Your assignment => What lines below contain the string "opened"? List them all.

Dataset extract =>
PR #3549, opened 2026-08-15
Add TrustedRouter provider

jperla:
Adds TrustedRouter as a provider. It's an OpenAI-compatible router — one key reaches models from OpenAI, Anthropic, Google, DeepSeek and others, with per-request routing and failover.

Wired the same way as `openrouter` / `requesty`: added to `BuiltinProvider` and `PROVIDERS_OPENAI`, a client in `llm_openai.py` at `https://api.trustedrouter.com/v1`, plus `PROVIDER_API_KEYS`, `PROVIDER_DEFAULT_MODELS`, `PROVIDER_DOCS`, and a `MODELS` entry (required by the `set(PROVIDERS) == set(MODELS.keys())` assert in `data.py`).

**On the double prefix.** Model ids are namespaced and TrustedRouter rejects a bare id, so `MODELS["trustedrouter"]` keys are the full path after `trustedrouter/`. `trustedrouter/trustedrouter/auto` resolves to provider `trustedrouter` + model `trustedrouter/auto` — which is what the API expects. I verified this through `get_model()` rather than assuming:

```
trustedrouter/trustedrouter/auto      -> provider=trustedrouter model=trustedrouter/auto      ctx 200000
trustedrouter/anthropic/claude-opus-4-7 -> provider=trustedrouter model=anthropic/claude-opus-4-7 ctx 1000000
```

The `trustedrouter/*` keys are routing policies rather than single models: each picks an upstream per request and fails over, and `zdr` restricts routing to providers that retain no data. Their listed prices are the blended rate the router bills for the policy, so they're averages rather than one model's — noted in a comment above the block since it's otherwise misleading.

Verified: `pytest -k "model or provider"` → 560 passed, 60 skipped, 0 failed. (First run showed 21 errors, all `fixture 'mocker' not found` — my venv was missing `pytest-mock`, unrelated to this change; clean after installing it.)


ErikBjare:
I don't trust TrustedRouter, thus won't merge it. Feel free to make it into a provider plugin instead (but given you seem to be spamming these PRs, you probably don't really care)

...

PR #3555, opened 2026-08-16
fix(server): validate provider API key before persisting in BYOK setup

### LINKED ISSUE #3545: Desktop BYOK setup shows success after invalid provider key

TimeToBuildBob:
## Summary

Exercise solution =>
PR #3549, opened 2026-08-15
PR #3555, opened 2026-08-16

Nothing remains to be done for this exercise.